◆ REQUIRED ACTION
Using the word "readthedocs" as the filter, copy each matching line from the records.

◆ PROVIDED ENTRIES

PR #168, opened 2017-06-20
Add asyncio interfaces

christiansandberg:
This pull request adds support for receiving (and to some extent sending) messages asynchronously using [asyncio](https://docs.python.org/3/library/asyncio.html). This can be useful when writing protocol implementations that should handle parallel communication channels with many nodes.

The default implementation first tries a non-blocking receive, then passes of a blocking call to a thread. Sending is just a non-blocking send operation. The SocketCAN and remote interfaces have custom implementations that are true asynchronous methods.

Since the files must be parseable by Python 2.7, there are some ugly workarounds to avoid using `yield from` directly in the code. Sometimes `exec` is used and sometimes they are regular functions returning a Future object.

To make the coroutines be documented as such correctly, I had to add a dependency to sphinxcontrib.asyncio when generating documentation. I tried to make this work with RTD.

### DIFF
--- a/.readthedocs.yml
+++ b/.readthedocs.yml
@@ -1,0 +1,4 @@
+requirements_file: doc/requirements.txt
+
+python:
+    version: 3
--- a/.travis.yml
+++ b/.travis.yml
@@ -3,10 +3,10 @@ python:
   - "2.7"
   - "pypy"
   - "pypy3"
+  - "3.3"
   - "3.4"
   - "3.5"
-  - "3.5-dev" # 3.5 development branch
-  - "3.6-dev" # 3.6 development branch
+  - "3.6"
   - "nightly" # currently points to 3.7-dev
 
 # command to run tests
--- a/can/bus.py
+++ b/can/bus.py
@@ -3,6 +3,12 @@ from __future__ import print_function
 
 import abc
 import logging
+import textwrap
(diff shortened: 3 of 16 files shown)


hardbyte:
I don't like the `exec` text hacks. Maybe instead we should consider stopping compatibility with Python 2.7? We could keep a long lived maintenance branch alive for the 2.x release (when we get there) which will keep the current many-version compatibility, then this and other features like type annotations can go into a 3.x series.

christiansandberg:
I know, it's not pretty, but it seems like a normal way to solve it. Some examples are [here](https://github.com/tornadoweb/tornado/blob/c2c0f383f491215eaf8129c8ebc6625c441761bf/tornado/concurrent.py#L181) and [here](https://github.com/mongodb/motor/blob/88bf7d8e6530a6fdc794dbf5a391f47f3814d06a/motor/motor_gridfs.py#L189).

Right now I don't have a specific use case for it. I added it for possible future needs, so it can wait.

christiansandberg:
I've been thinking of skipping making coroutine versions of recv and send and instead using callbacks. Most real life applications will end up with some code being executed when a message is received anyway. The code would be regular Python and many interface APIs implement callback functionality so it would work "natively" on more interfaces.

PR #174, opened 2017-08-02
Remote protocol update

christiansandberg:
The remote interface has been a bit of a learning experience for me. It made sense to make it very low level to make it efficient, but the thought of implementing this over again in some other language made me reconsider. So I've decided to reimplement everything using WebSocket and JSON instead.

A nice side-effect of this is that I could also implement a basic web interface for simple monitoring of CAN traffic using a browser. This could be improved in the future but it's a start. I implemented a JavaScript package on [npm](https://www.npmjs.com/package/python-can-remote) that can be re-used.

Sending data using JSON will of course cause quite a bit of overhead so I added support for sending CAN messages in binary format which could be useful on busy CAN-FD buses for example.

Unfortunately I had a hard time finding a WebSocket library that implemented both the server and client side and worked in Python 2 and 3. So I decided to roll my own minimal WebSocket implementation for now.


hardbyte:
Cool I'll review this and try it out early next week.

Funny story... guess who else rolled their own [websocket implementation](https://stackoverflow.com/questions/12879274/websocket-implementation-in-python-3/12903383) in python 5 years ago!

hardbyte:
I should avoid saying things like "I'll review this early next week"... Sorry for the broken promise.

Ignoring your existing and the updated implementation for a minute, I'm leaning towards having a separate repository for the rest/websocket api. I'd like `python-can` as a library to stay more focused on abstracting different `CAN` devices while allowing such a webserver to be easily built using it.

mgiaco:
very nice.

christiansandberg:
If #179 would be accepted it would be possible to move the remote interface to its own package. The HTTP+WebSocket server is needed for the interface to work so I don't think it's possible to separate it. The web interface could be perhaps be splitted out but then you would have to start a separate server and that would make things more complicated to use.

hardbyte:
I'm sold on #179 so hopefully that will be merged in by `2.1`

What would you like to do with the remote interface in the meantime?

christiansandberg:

◆ REPLY TO THE TASK
--- a/.readthedocs.yml
+++ b/.readthedocs.yml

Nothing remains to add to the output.